LLMs achieve adult human performance on higher-order theory of mind tasks (2405.18870v2)

Published 29 May 2024 in cs.AI, cs.CL, and cs.HC

Abstract: This paper examines the extent to which LLMs have developed higher-order theory of mind (ToM); the human ability to reason about multiple mental and emotional states in a recursive manner (e.g. I think that you believe that she knows). This paper builds on prior work by introducing a handwritten test suite -- Multi-Order Theory of Mind Q&A -- and using it to compare the performance of five LLMs to a newly gathered adult human benchmark. We find that GPT-4 and Flan-PaLM reach adult-level and near adult-level performance on ToM tasks overall, and that GPT-4 exceeds adult performance on 6th order inferences. Our results suggest that there is an interplay between model size and finetuning for the realisation of ToM abilities, and that the best-performing LLMs have developed a generalised capacity for ToM. Given the role that higher-order ToM plays in a wide range of cooperative and competitive human behaviours, these findings have significant implications for user-facing LLM applications.

PDF HTML Abstract

Assessment of Higher-Order Theory of Mind in LLMs Using Multi-Order Benchmarks

The paper investigates the development of higher-order Theory of Mind (ToM) capabilities in LLMs through a new benchmark suite, the Multi-Order Theory of Mind Question Answer (MoToMQA). The paper evaluates the performance of five LLMs—LaMDA, PaLM, Flan-PaLM, GPT-3.5, and GPT-4—against human adults. Notably, GPT-4 and Flan-PaLM exhibit performance at or near adult human levels, with GPT-4 surpassing human performance on sixth-order ToM inferences.

Introduction to Theory of Mind and Literature Context

ToM is a critical aspect of human social intelligence, enabling individuals to reason about others' mental states and predict behaviors. While previous research has confirmed ToM competencies in LLMs, most studies focus on second-order ToM. This paper extends the assessment to sixth-order ToM through a novel benchmark—MoToMQA—comprising true/false questions derived from short-form stories.

Methodology and Benchmark Design

MoToMQA is based on a validated ToM test for adults, encompassing seven stories with 20 statements each. These statements are categorized into orders and levels to distinguish between mental inferences and factual recall. The benchmark features two prompt conditions for LLMs (human and simplified) and controls for memory in human participants by presenting stories with and without visibility during testing.

Results and Analysis

ToM Task Performance

A comparison of LLM and human performances revealed significant variations:

Best Performing Models: GPT-4 and Flan-PaLM demonstrated superior performance, with no significant differences between them. Both models, however, outperformed GPT-3.5, PaLM, and LaMDA significantly.
Human vs. Models: Humans outperformed Flan-PaLM but showed no significant difference from GPT-4, underscoring GPT-4's capability in higher-order ToM.
Order-Specific Analysis:
- GPT-4 and Flan-PaLM showed high accuracy across all orders, with distinct performance declines aligned with higher order complexities.
- Human performance was significantly higher at fifth-order compared to fourth-order, suggesting a cognitive process enhancement.

Factual Task Performance

Both GPT-4 and Flan-PaLM excelled in factual recall, significantly outperforming other models but not differing significantly from human performance. This highlights the models' learning capacity extends beyond syntactic complexity to factual content comprehension.

Comparative Analysis

Notably, both humans and LLMs showcased better performance on factual tasks compared to ToM tasks, consistent with prior studies. This suggests that ToM reasoning poses a more significant challenge to models, likely due to the necessity of generalizing social knowledge from pretraining data.

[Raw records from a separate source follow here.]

Issue #3780, opened 2024-04-16
Min damage greater than max damage will cause crash when attack


kdmcser:
**Describe the bug**
if a creature min and max damage are same. and stackExperience value not well designed. This bug comes.

![1](https://github.com/vcmi/vcmi/assets/8289682/a6e6a53d-aa9c-44a5-ad9d-d3280b44a4e7)

**Game logs**

[VCMI_Client_log.txt](https://github.com/vcmi/vcmi/files/15000108/VCMI_Client_log.txt)

**To Reproduce**
1. enable refugee-town mod and all submodules and wog mod
2. give hero 26 enchanter and other 99999 strong creatures
3. kill 9999 * 2 Scorpicore make enchanter to level 7
4. the next battle enchanter damage will be 19 - 18，when he attack，game crashed.

**Expected behavior**
game not crash

**Actual behavior**
game crash

**Did it work earlier?**
I dont know, I only test on daily build

**Screenshots**
no

**Version**
 - OS: Windows
 - Version: daily build

**Additional context**
no

kdmcser:
> its modder responsibility to avoid situations like this one

yes, its modder responsibility, but it is difficult for modder to find this problem since there is no hint in console.

dydzio0614:
well - as Ivan said it should produce diagnostics on mod loading

IvanSavenko:
Actually while vcmi will detect misconfiguration (e.g.  `"min" : 19, "max" : 18`) vcmi will not detect cases if this occurs due to bonuses - e.g. if you give bonus only to minimal damage.

kdmcser:
and if this problem happened, make game crash maybe unfair to users. user often download lots of mods from repos. this problem may happened in AI turn. AI take 2 - 3 months or longer to make its enchanter to level 7. The user will find his game crash in one day. most of users are unable to find which mod cause it. he only know that his game is lost and have to start a new game and dont know whether it can be happened again.

the user becomes the victim of the modder's mistake. he dont care much about whether the damage is 18 or 19. he only care if his could finish his game.

kdmcser:
I fix it it #3787

PR #3787, opened 2024-04-17
Fix creature min damage greater than max will cause game crash. #3780

kdmcser:
in 1.5.0, RNG will throw a exception when min value greater than max value. My friend encounter this problem when he play 3 mouths. The game crashed in AI turn and he doesnt know which mod cause it. And    finally ask me to fixed. 

I spend a whole night to locate this problem, asI mentioned in #3780.  I told him that refugee-town mod modify the enchanter's stack bounse and lead to this problem, And help him to make the data right, but he is still worried about if there is another mod will cause it again.

So I do a fix problem. And I found that when min damage is less than max damage, both increasing 1 mini damage and 1 max damage can increase the average damage by 0.5. when min damage greater than max damage，if I exchange min damage and max damage，this formula is still established.

Athouth the display damage will be 19 -18, it read as 19 to 18, most people will treat it as 18 ~ 19.

bless and curse are also considered in this commit.

I also display the creature name to error log,  user can report it to modder. 

Now the game can be continued finally.

### DIFF
--- a/lib/battle/DamageCalculator.cpp
+++ b/lib/battle/DamageCalculator.cpp
@@ -33,9 +33,8 @@ DamageRange DamageCalculator::getBaseDamageSingle() const
 
     if(minDmg > maxDmg)
     {
-        auto creature = VLC->creatures()->getById(info.attacker->creatureId());
-        const auto & creatureName = creature->getNamePluralTranslated();
-        logGlobal->error("Creature %s min damage %lld exceed max damage %lld.", creatureName.c_str(), minDmg, maxDmg);
+		const auto & creatureName = info.attacker->creatureId().toEntity(VLC)->getNamePluralTranslated();
+		logGlobal->error("Creature %s min damage %lld exceed max damage %lld.", creatureName, minDmg, maxDmg);
         logGlobal->error("This problem may lead to unexpected result, please report it to modder.");
         // to avoid RNG crash. and make bless and curse spell correct
         std::swap(minDmg, maxDmg);
--- a/lib/battle/DamageCalculator.cpp
+++ b/lib/battle/DamageCalculator.cpp
@@ -18,6 +18,8 @@
 #include "../mapObjects/CGTownInstance.h"
 #include "../spells/CSpellHandler.h"
 #include "../GameSettings.h"
+#include "../VCMI_Lib.h"
+
 
 VCMI_LIB_NAMESPACE_BEGIN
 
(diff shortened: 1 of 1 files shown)


dydzio0614 (approved):

lib/battle/DamageCalculator.cpp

Implications and Future Research

The research elucidates the potential of larger, fine-tuned models like GPT-4 and Flan-PaLM in achieving advanced ToM capabilities. This aligns with the notion of scaling laws, where model size and fine-tuning play pivotal roles in realizing ToM competencies. However, ethical considerations arise from such capabilities, including the potential for manipulation and the need for technical guardrails.

Continued investigations should:

Expand benchmarks to include multi-lingual and culturally diverse scenarios.
Extend the testing beyond sixth-order ToM to explore the limits of both human and model capacities.
Incorporate multimodal signals to better align LLM ToM assessments with real-world human interactions.

In conclusion, the paper presents compelling evidence of the advanced ToM capabilities in state-of-the-art LLMs, particularly GPT-4, and elucidates directions for future research to further understand and ethically leverage these capabilities.